No guarantees, but I hope this helps.

The geometry between the trailer's bow stop & the bow eye on the boat does indeed change as the boat is brought out of the water & the stern of the boat stops floating & starts getting supported by the trailer. This changing geometry is another reason to use a HD secondary restraining device one the bow eye. My trailer winch uses a steel cable. I have found it is difficult to get all the slack out of the cable as it is wound onto the winch drum. As the boat is pulled out of the water, this winch cable will come under a lot of strain that will tend to pull any slack out, thus allowing the bow to shift backwards up to several inches. A HD secondary restraining device will prevent this & keep the trailer bow stop & the boat's bow eye together as the trailer comes out of the water.
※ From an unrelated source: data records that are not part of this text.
PR #308, opened 2016-07-11
Adding Joiner plugin for hydrator

CuriousVini:
Issue: https://issues.cask.co/browse/CDAP-6195
Build: http://builds.cask.co/browse/HYP-DBT23-10

### DIFF
--- a/core-plugins/src/main/java/co/cask/hydrator/plugin/batch/joiner/Joiner.java
+++ b/core-plugins/src/main/java/co/cask/hydrator/plugin/batch/joiner/Joiner.java
@@ -1,0 +1,332 @@
+/*
+ * Copyright © 2016 Cask Data, Inc.
+ *
+ * Licensed under the Apache License, Version 2.0 (the "License"); you may not
+ * use this file except in compliance with the License. You may obtain a copy of
+ * the License at
+ *
+ * http://www.apache.org/licenses/LICENSE-2.0
+ *
+ * Unless required by applicable law or agreed to in writing, software
+ * distributed under the License is distributed on an "AS IS" BASIS, WITHOUT
+ * WARRANTIES OR CONDITIONS OF ANY KIND, either express or implied. See the
+ * License for the specific language governing permissions and limitations under
+ * the License.
+ */
+
+package co.cask.hydrator.plugin.batch.joiner;
+
+import co.cask.cdap.api.annotation.Description;
+import co.cask.cdap.api.annotation.Name;
+import co.cask.cdap.api.annotation.Plugin;
+import co.cask.cdap.api.data.format.StructuredRecord;
+import co.cask.cdap.api.data.schema.Schema;
+import co.cask.cdap.etl.api.JoinConfig;
+import co.cask.cdap.etl.api.JoinElement;
+import co.cask.cdap.etl.api.PipelineConfigurer;
+import co.cask.cdap.etl.api.StageConfigurer;
+import co.cask.cdap.etl.api.batch.BatchJoiner;
+import co.cask.cdap.etl.api.batch.BatchJoinerContext;
+import co.cask.cdap.etl.api.batch.BatchJoinerRuntimeContext;
+import com.google.common.collect.ArrayListMultimap;
+import com.google.common.collect.Multimap;
+import com.google.common.collect.Table;
+import com.google.gson.Gson;
+
+import java.util.ArrayList;
+import java.util.Collection;
+import java.util.HashMap;
+import java.util.LinkedHashMap;
+import java.util.List;
+import java.util.Map;
+import java.util.Set;
+import javax.ws.rs.BadRequestException;
+import javax.ws.rs.Path;
+
+/**
+ * Batch joiner to join records from multiple inputs
+ */
+@Plugin(type = BatchJoiner.PLUGIN_TYPE)
+@Name("Joiner")
+@Description("Performs join operation on records from each input based on required inputs. If all the inputs are " +
+  "required inputs, inner join will be performed. Otherwise inner join will be performed on required inputs and " +
+  "records from non-required inputs will only be present if they match join criteria. If there are no required " +
+  "inputs, outer join will be performed")
+public class Joiner extends BatchJoiner<StructuredRecord, StructuredRecord, StructuredRecord> {
+  private static final Gson GSON = new Gson();
+  private final JoinerConfig conf;
+  private Map<String, Schema> inputSchemas;
+  private Schema outputSchema;
+  private Map<String, List<String>> perStageJoinKeys;
+  private Table<String, String, String> perStageSelectedFields;
+  private Set<String> requiredInputs;
+  private Multimap<String, String> duplicateFields = ArrayListMultimap.create();
+
+  public Joiner(JoinerConfig conf) {
+    this.conf = conf;
+  }
+
+  @Override
+  public void configurePipeline(PipelineConfigurer pipelineConfigurer) {
+    StageConfigurer stageConfigurer = pipelineConfigurer.getStageConfigurer();
+    Map<String, Schema> inputSchemas = stageConfigurer.getInputSchemas();
+    init();
+    //validate the input schema and get the output schema for it
+    stageConfigurer.setOutputSchema(getOutputSchema(inputSchemas));
+  }
+
+  @Override
+  public void prepareRun(BatchJoinerContext context) throws Exception {
+    if (conf.getNumPartitions() != null) {
+      context.setNumPartitions(conf.getNumPartitions());
+    }
+  }
+
+  @Override
+  public void initialize(BatchJoinerRuntimeContext context) throws Exception {
+    init();
+    inputSchemas = context.getInputSchemas();
+    outputSchema = context.getOutputSchema();
+  }
+
+  @Override
+  public StructuredRecord joinOn(String stageName, StructuredRecord record) throws Exception {
+    List<Schema.Field> fields = new ArrayList<>();
+    Schema schema = record.getSchema();
+
+    List<String> joinKeys = perStageJoinKeys.get(stageName);
+    int i = 1;
+    for (String joinKey : joinKeys) {
+      Schema.Field joinField = Schema.Field.of(String.valueOf(i++), schema.getField(joinKey).getSchema());
+      fields.add(joinField);
+    }
+    Schema keySchema = Schema.recordOf("join.key", fields);
+    StructuredRecord.Builder keyRecordBuilder = StructuredRecord.builder(keySchema);
+    i = 1;
+    for (String joinKey : joinKeys) {
+      keyRecordBuilder.set(String.valueOf(i++), record.get(joinKey));
+    }
+
+    return keyRecordBuilder.build();
+  }
+
+  @Override
+  public JoinConfig getJoinConfig() {
+    return new JoinConfig(requiredInputs);
+  }
+
+  @Override
+  public StructuredRecord merge(StructuredRecord joinKey, Iterable<JoinElement<StructuredRecord>> joinRow) {
+    StructuredRecord.Builder outRecordBuilder = StructuredRecord.builder(outputSchema);
+
+    for (JoinElement<StructuredRecord> joinElement : joinRow) {
+      String stageName = joinElement.getStageName();
+      StructuredRecord record = joinElement.getInputRecord();
+
+      Map<String, String> selectedFields = perStageSelectedFields.row(stageName);
+
+      for (Schema.Field field : record.getSchema().getFields()) {
+        String inputFieldName = field.getName();
+
+        // drop the field if not part of fieldsToRename
+        if (!selectedFields.containsKey(inputFieldName)) {
+          continue;
+        }
+
+        String outputFieldName = selectedFields.get(inputFieldName);
+        outRecordBuilder.set(outputFieldName, record.get(inputFieldName));
+      }
+    }
+    return outRecordBuilder.build();
+  }
+
+  private void init() {
+    perStageJoinKeys = conf.getPerStageJoinKeys();
+    requiredInputs = conf.getInputs();
+    perStageSelectedFields = conf.getPerStageSelectedFields();
+  }
+
+  @Path("outputSchema")
+  public Schema getOutputSchema(GetSchemaRequest request) {
+    try {
+      return getOutputSchema(request.inputSchemas);
+    } catch (IllegalArgumentException e) {
+      if (!duplicateFields.isEmpty()) {
+        throw new BadRequestException(GSON.toJson(duplicateFields.asMap()));
+      } else {
+        throw new BadRequestException(e.getMessage());
+      }
+    }
+  }
+
+  /**
+   * Endpoint request for output schema.
+   */
+  public static class GetSchemaRequest extends JoinerConfig {
+    public Map<String, Schema> inputSchemas;
+  }
+
+  private Schema getOutputSchema(Map<String, Schema> inputSchemas) {
+    validateRequiredInputs(inputSchemas);
+
+    // stage name to input schema
+    Map<String, Schema> inputs = new HashMap<>(inputSchemas);
+    // Selected Field name to output field info
+    Map<String, OutputFieldInfo> outputFieldInfo = new LinkedHashMap<>();
+    List<String> duplicateAliases = new ArrayList<>();
+
+    // order of fields in output schema will be same as order of selectedFields
+    Set<Table.Cell<String, String, String>> rows = perStageSelectedFields.cellSet();
+    for (Table.Cell<String, String, String> row : rows) {
+      String stageName = row.getRowKey();
+      String inputFieldName = row.getColumnKey();
+      String alias = row.getValue();
+      Schema inputSchema = inputs.get(stageName);
+
+      // TODO As per CDAP-6402 handle cases where input schema is null at configure time.
+      if (inputSchema == null) {
+        throw new IllegalArgumentException(String.format("Input schema for input stage %s can not be null", stageName));
+      }
+
+      if (outputFieldInfo.containsKey(alias)) {
+        OutputFieldInfo outInfo = outputFieldInfo.get(alias);
+        if (duplicateAliases.add(alias)) {
+          duplicateFields.put(outInfo.getStageName(), outInfo.getInputFieldName());
+        }
+        duplicateFields.put(stageName, inputFieldName);
+        continue;
+      }
+
+      Schema.Field inputField = inputSchema.getField(inputFieldName);
+      if (inputField == null) {
+        throw new IllegalArgumentException(String.format(
+          "Invalid field: %s of stage '%s' does not exist in input schema %s.",
+          inputFieldName, stageName, inputSchema));
+      }
+      // set nullable fields for non-required inputs
+      if (requiredInputs.contains(stageName)) {
+        outputFieldInfo.put(alias, new OutputFieldInfo(alias, stageName, inputFieldName,
+                                                       Schema.Field.of(alias, inputField.getSchema())));
+      } else {
+        outputFieldInfo.put(alias, new OutputFieldInfo(alias, stageName, inputFieldName,
+                                                       Schema.Field.of(alias,
+                                                                       Schema.nullableOf(inputField.getSchema()))));
+      }
+    }
+
+    if (!duplicateFields.isEmpty()) {
+      throw new IllegalArgumentException(String.format("Output schema must not have any duplicate field names, but " +
+                                                         "found: %s for aliases: %s", duplicateFields,
+                                                       duplicateAliases));
+    }
+    return Schema.recordOf("join.output", getOutputFields(outputFieldInfo.values()));
+  }
+
+  private List<Schema.Field> getOutputFields(Collection<OutputFieldInfo> fieldsInfo) {
+    List<Schema.Field> outputFields = new ArrayList<>();
+    for (OutputFieldInfo fieldInfo : fieldsInfo) {
+      outputFields.add(fieldInfo.getField());
+    }
+    return outputFields;
+  }
+
+  /**
+   * Class to hold information about output fields
+   */
+  private class OutputFieldInfo {
+    private String name;
+    private String stageName;
+    private String inputFieldName;
+    private Schema.Field field;
+
+    public OutputFieldInfo(String name, String stageName, String inputFieldName, Schema.Field field) {
+      this.name = name;
+      this.stageName = stageName;
+      this.inputFieldName = inputFieldName;
+      this.field = field;
+    }
+
+    public String getName() {
+      return name;
+    }
+
+    public void setName(String name) {
+      this.name = name;
+    }
+
+    public String getStageName() {
+      return stageName;
+    }
+
+    public void setStageName(String stageName) {
+      this.stageName = stageName;
+    }
+
+    public String getInputFieldName() {
+      return inputFieldName;
+    }
+
+    public void setInputFieldName(String inputFieldName) {
+      this.inputFieldName = inputFieldName;
+    }
+
+    public Schema.Field getField() {
+      return field;
+    }
+
+    public void setField(Schema.Field field) {
+      this.field = field;
+    }
+
+    @Override
+    public boolean equals(Object o) {
+      if (this == o) {
+        return true;
+      }
+      if (o == null || getClass() != o.getClass()) {
+        return false;
+      }
+
+      OutputFieldInfo that = (OutputFieldInfo) o;
+
+      if (!name.equals(that.name)) {
+        return false;
+      }
+      if (!stageName.equals(that.stageName)) {
+        return false;
+      }
+      if (!inputFieldName.equals(that.inputFieldName)) {
+        return false;
+      }
+      return field.equals(that.field);
+    }
+
+    @Override
+    public int hashCode() {
+      int result = name.hashCode();
+      result = 31 * result + stageName.hashCode();
+      result = 31 * result + inputFieldName.hashCode();
+      result = 31 * result + field.hashCode();
+      return result;
+    }
+
+    @Override
+    public String toString() {
+      return "OutputFieldInfo{" +
+        "name='" + name + '\'' +
+        ", stageName='" + stageName + '\'' +
+        ", inputFieldName='" + inputFieldName + '\'' +
+        ", field=" + field +
+        '}';
+    }
+  }
+
+  private void validateRequiredInputs(Map<String, Schema> inputSchemas) {
+    for (String requiredInput : requiredInputs) {
+      if (!inputSchemas.containsKey(requiredInput)) {
+        throw new IllegalArgumentException(String.format("Provided required input %s is not an input stage name.",
+                                                         requiredInput));
+      }
+    }
+  }
+}
--- a/core-plugins/src/main/java/co/cask/hydrator/plugin/batch/joiner/JoinerConfig.java
+++ b/core-plugins/src/main/java/co/cask/hydrator/plugin/batch/joiner/JoinerConfig.java
@@ -1,0 +1,177 @@
+/*
+ * Copyright © 2016 Cask Data, Inc.
+ *
+ * Licensed under the Apache License, Version 2.0 (the "License"); you may not
+ * use this file except in compliance with the License. You may obtain a copy of
+ * the License at
+ *
+ * http://www.apache.org/licenses/LICENSE-2.0
+ *
+ * Unless required by applicable law or agreed to in writing, software
+ * distributed under the License is distributed on an "AS IS" BASIS, WITHOUT
+ * WARRANTIES OR CONDITIONS OF ANY KIND, either express or implied. See the
+ * License for the specific language governing permissions and limitations under
+ * the License.
+ */
+
+package co.cask.hydrator.plugin.batch.joiner;
+
+import co.cask.cdap.api.annotation.Description;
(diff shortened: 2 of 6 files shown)


core-plugins/src/test/java/co/cask/hydrator/plugin/batch/joiner/JoinerTestRun.java
```diff
@@ -0,0 +1,264 @@
...
+    put.add("actor_name", "samuel");
+    filmActorTable.put(put);
+    filmActorManager.flush();
+
+    // 1: 1, matrix, action
+    // 2: 1, matrix, thriller
+    // 3: 2, equilibrium, action
+    DataSetManager<Table> filmCategoryManager = getDataset(filmCategoryDatasetName);
+    Table filmCategoryTable = filmCategoryManager.get();
+    put = new Put(Bytes.toBytes(1));
```
anwar6953: look into using MockTableSource

core-plugins/src/main/java/co/cask/hydrator/plugin/batch/joiner/JoinerConfig.java
```diff
@@ -0,0 +1,92 @@
...
+  @Nullable
+  public String getSelectedFields() {
+    return selectedFields;
+  }
+
+  public String getJoinKeys() {
+    return joinKeys;
+  }
+
+  @Nullable
```
anwar6953, line 102: this doesn't seem like it will ever return null. empty string is possibility

core-plugins/src/test/java/co/cask/hydrator/plugin/batch/joiner/JoinerTestRun.java
CuriousVini: Why to use mock?

anwar6953: look at other usages of it. It helps set up the source data, I think.

core-plugins/src/main/java/co/cask/hydrator/plugin/batch/joiner/Joiner.java
```diff
@@ -0,0 +1,289 @@
...
+    }
+    return Collections.<String>emptyList();
+  }
+
+  @Path("outputSchema")
+  public Schema getOutputSchema(GetSchemaRequest request) {
+    try {
+      return getOutputSchema(request.inputSchemas);
+    } catch (IllegalArgumentException e) {
+      throw new BadRequestException(e.getMessage());
```
anwar6953: I think you should also send the `e` into the BadRequestException. can you do that? That way, the root stacktrace isn't lost

core-plugins/src/main/java/co/cask/hydrator/plugin/batch/joiner/Joiner.java
```diff
@@ -0,0 +1,289 @@
...
+
+  private void init() {
+    perStageJoinKeys = getJoinKeys();
+    requiredInputs = getRequiredInputs();
+    perStageFieldsToRename = getPerStageFieldsToRename();
+  }
+
+  private Map<String, List<String>> getJoinKeys() {
+    Map<String, List<String>> stageToKey = new HashMap<>();
+    if (!Strings.isNullOrEmpty(conf.getJoinKeys())) {
```
anwar6953: I think it would be cleaner if you invert this condition. throw the exception on the next line. that way, the remainder of the function can be un-indented.

anwar6953: same in the `getPerStageFieldsToRename` method

core-plugins/src/main/java/co/cask/hydrator/plugin/batch/joiner/Joiner.java
```diff
@@ -0,0 +1,289 @@
...
+  }
+
+  @Override
+  public JoinConfig getJoinConfig() {
+    return new JoinConfig(requiredInputs);
+  }
+
+  @Override
+  public StructuredRecord merge(StructuredRecord joinKey, Iterable<JoinElement<StructuredRecord>> joinRow) {
+    StructuredRecord.Builder outRecordBuilder;
```
anwar6953: can combine lines 131 and 132.
why separate the declaration and initialization?

core-plugins/src/main/java/co/cask/hydrator/plugin/batch/joiner/Joiner.java
```diff
@@ -0,0 +1,289 @@
...
+  private Map<String, Schema> inputSchemas;
+  private Schema outputSchema;
+  private Map<String, List<String>> perStageJoinKeys;
+  private Table<String, String, String> perStageFieldsToRename;
+  private Iterable<String> requiredInputs;
+  private static final Gson GSON = new Gson();
+  private static final Type MAP_STRING_MAP = new TypeToken<Map<String, Map<String, String>>>() {
+  }.getType();
+
+  private static final Gson GSON1 = new GsonBuilder()
```
anwar6953: unused?
Does the used GSON object not need custom type adapters? For Schema? Structured Record?

core-plugins/src/main/java/co/cask/hydrator/plugin/batch/joiner/Joiner.java
```diff
@@ -0,0 +1,289 @@
...
+/**
+ * Batch joiner to join records from multiple inputs
+ */
+@Plugin(type = BatchJoiner.PLUGIN_TYPE)
+@Name("Joiner")
+@Description("Performs join operation on records from each input based on required inputs. If all the inputs are " +
+  "required inputs, inner join will be performed. Otherwise inner join will be performed on required inputs and non " +
+  "records from non-required inputs will only be present if they match join criteria.")
+public class Joiner extends BatchJoiner<StructuredRecord, StructuredRecord, StructuredRecord> {
+  private final JoinerConfig conf;
```
anwar6953, line 57: put non-static fields below the static ones

core-plugins/src/main/java/co/cask/hydrator/plugin/batch/joiner/Joiner.java
```diff
@@ -0,0 +1,289 @@
...
+        }
+      }
+    } else {
+      throw new IllegalArgumentException("selectedFields can not be empty. Please provide at least 1 selectedFields");
+    }
+    return perStageFieldsToRename;
+  }
+
+  Iterable<String> getRequiredInputs() {
+    if (conf.getRequiredInputs() != null) {
```
anwar6953: conf.getRequiredInputs() method seems like it can/will return empty string, instead of null. can you check that

core-plugins/src/main/java/co/cask/hydrator/plugin/batch/joiner/Joiner.java
```diff
@@ -0,0 +1,289 @@
...
+
+        // check if there are any duplicate fields
+        if (outputFields.containsKey(outputFieldName)) {
+          duplicateFieldsMap.put(stageName, com.google.common.base.Joiner.on(",")
+            .join(duplicateFieldsMap.get(stageName), outputFieldName));
+          continue;
+        }
+
+        // set nullable fields for non-required inputs
+        if (!Iterables.isEmpty(requiredInputs) && Iterables.contains(requiredInputs, stageName)) {
```
anwar6953: is the `isEmpty` method call necessary? Wouldn't the `contains` method check that?

core-plugins/src/main/java/co/cask/hydrator/plugin/batch/joiner/Joiner.java
```diff
@@ -0,0 +1,289 @@
...
+          outputFields.put(outputFieldName, Schema.Field.of(outputFieldName, inputField.getSchema()));
+        } else {
+          outputFields.put(outputFieldName, Schema.Field.of(outputFieldName, Schema.nullableOf(inputField.getSchema()
+          )));
```
anwar6953: just putting the close-parens on the next line seems strange. can you split the statement somewhere else?

core-plugins/src/main/java/co/cask/hydrator/plugin/batch/joiner/JoinerConfig.java
```diff
@@ -0,0 +1,92 @@
...
+    this.selectedFields = selectedFields;
+    this.requiredInputs = requiredInputs;
+  }
+
+  @Nullable
+  public Integer getNumPartitions() {
+    return numPartitions;
+  }
+
+  @Nullable
```
anwar6953: this doesn't seem like it will ever return null. empty string is possibility

core-plugins/src/test/java/co/cask/hydrator/plugin/batch/joiner/JoinerConfigTest.java
```diff
@@ -0,0 +1,173 @@
...
+ */
+
+package co.cask.hydrator.plugin.batch.joiner;
+
+import co.cask.cdap.api.data.schema.Schema;
+import co.cask.hydrator.plugin.transform.MockPipelineConfigurer;
+import com.google.gson.Gson;
+import org.junit.Assert;
+import org.junit.Test;
+import org.python.google.common.collect.ImmutableMap;
```
anwar6953: why org.python ... ?

core-plugins/src/test/java/co/cask/hydrator/plugin/batch/joiner/JoinerConfigTest.java
```diff
@@ -0,0 +1,173 @@
...
+                                                                         "film_name"));
+    selectedFields.put("filmActor", com.google.common.collect.ImmutableMap.of("actor_name", "renamed_actor"));
+    selectedFields.put("filmCategory", com.google.common.collect.ImmutableMap.of("category_name", "renamed_category"));
+
+    JoinerConfig config = new JoinerConfig("film.film_id=filmActor.film_id=filmCategory.film_id&" +
+                                             "film.film_name=filmActor.film_name=filmCategory.film_name",
+                                           GSON.toJson(selectedFields), "film");
+
+    MockPipelineConfigurer pipelineConfigurer = new MockPipelineConfigurer(
+      ImmutableMap.<String, Schema>of("film", filmSchema, "filmActor", filmActorSchema,
```
anwar6953: isn't `String, Schema` implicit? (Diamond syntax)

core-plugins/src/test/java/co/cask/hydrator/plugin/batch/joiner/JoinerTestRun.java
```diff
@@ -0,0 +1,264 @@
...
+import java.util.HashMap;
+import java.util.List;
+import java.util.Map;
+import java.util.concurrent.TimeUnit;
+
+/**
+ * Tests for Joiner.
+ */
+public class JoinerTestRun extends ETLBatchTestBase {
+  private static final Gson GSON = new Gson();
```
anwar6953: insert space after line 53

core-plugins/src/test/java/co/cask/hydrator/plugin/batch/joiner/JoinerTestRun.java
```diff
@@ -0,0 +1,264 @@
...
+    filmTable.put(put);
+    filmManager.flush();
+
+    // 1: 1, matrix, alex
+    // 2: 1, matrix, bob
+    // 3: 2, equilibrium, cathie
+    // 4: 3, avatar, samuel
+    DataSetManager<Table> filmActorManager = getDataset(filmActorDatasetName);
+    Table filmActorTable = filmActorManager.get();
+    put = new Put(Bytes.toBytes(1));
```
anwar6953: private methods for creating these `Puts` would make the code more readable/clean

core-plugins/src/main/java/co/cask/hydrator/plugin/batch/joiner/JoinerConfig.java
```diff
@@ -0,0 +1,92 @@
...
+ */
+public class JoinerConfig extends PluginConfig {
+  private static final String NUM_PARTITIONS_DESC = "Number of partitions to use when joining. " +
+    "If not specified, the execution framework will decide how many to use.";
+  private static final String JOIN_KEY_DESC = "List of join keys to perform join operation. The list is " +
+    "separated by join condition. Join key from each input stage will be prefixed with '<stageName>.' And the " +
+    "relation among join keys from different inputs is represented by '='. For example: customers.customer_id=items" +
+    ".c_id&customers.customer_name=items.c_name will mean the join key is a composite key of customer id and customer" +
+    " name from customers and items input stages and join will be performed on equality of the join keys.";
+  private static final String SELECTED_FIELDS = "Map which represents fields to be selected and " +
```
albertshau: this seems like a pretty difficult format to understand and get correct.  Can we make this simpler for users by supporting a sql-like syntax where its a list, but people can say `as xyz` to rename the field to `xyz`? So something like `A.id as user_id, B.id as product_id`

core-plugins/src/main/java/co/cask/hydrator/plugin/batch/joiner/Joiner.java
```diff
@@ -0,0 +1,282 @@
...
+    return outRecordBuilder.build();
+  }
+
+  private void init() {
+    perStageJoinKeys = getJoinKeys();
+    requiredInputs = getRequiredInputs();
+    perStageFieldsToRename = getPerStageFieldsToRename();
+  }
+
+  private Map<String, List<String>> getJoinKeys() {
```
albertshau: I think it would be cleaner to have this method in the JoinConfig class. Then you could test validation of config settings by just creating a config and calling the method instead of going through the plugin itself. It would also make the logic re-usable in case we add more joins.

core-plugins/src/main/java/co/cask/hydrator/plugin/batch/joiner/Joiner.java
```diff
@@ -0,0 +1,282 @@
...
+          throw new IllegalArgumentException("There should be one join key from each of the stages. Please add join " +
+                                               "keys for each stage.");
+        }
+        for (KeyValue<String, String> keyValue : keyValues) {
+          String stageName = keyValue.getKey();
+          String joinKey = keyValue.getValue();
+          if (!stageToKey.containsKey(stageName)) {
+            stageToKey.put(stageName, new ArrayList<String>());
+          }
+          stageToKey.get(stageName).add(joinKey);
```
albertshau: don't you need to strip the prefix? Or is that done elsewhere?

core-plugins/src/main/java/co/cask/hydrator/plugin/batch/joiner/Joiner.java
```diff
@@ -0,0 +1,282 @@
...
+        }
+      }
+    } else {
+      throw new IllegalArgumentException("Join keys can not be empty");
+    }
+    return stageToKey;
+  }
+
+  private Table<String, String, String> getPerStageFieldsToRename() {
```
albertshau: lets move this into JoinConfig too

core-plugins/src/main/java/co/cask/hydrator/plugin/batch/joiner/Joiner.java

Another thing to check is whether you have your keel rollers adjusted properly. The majority of the boat's weight needs to be resting on the keel rollers & not on the trailer bunks. Try This Test:

With the boat centered fore/aft & side-to-side on the trailer & the trailer sitting level on flat ground, try to move the keel rollers. If you can budge them even slightly, then too much of the boat's weight is resting on the bunks. If you can see any deformation in the hull where it is resting on the bunks &/or if you have any trouble opening & closing lockers & hatches in the cabin, this is also diagnostic of this problem. The sliding cabinet doors under the galley countertop are particularly sensitive to this problem.

If the boat is not centered on the trailer, then using hydraulic jacks and blocks of wood, carefully move it around & get it centered. With the boat centered on the trailer, loosen up the 4 bolts on each keel roller & slide the keel roller assembly up until it is in contact with the keel. Tighten up the 4 bolts. Mark the height of the keel roller assembly on the trailer. Do this with all the keel rollers (my trailer has 2 keel roller assemblies). Now put the boat in the water. Go back to each keel roller, loosen up the 4 bolts, slide each one up 3/4" relative to the marks you made earlier, and retighten the 4 bolts. While you are working with the keel rollers & the boat is not on the trailer, check to be sure the keel rollers turn freely. If they don't turn freely, then grease the keel roller axles or replace as required. Now try recovering the boat using the procedure I described in my earlier post & see if it's not a whole lot easier than before!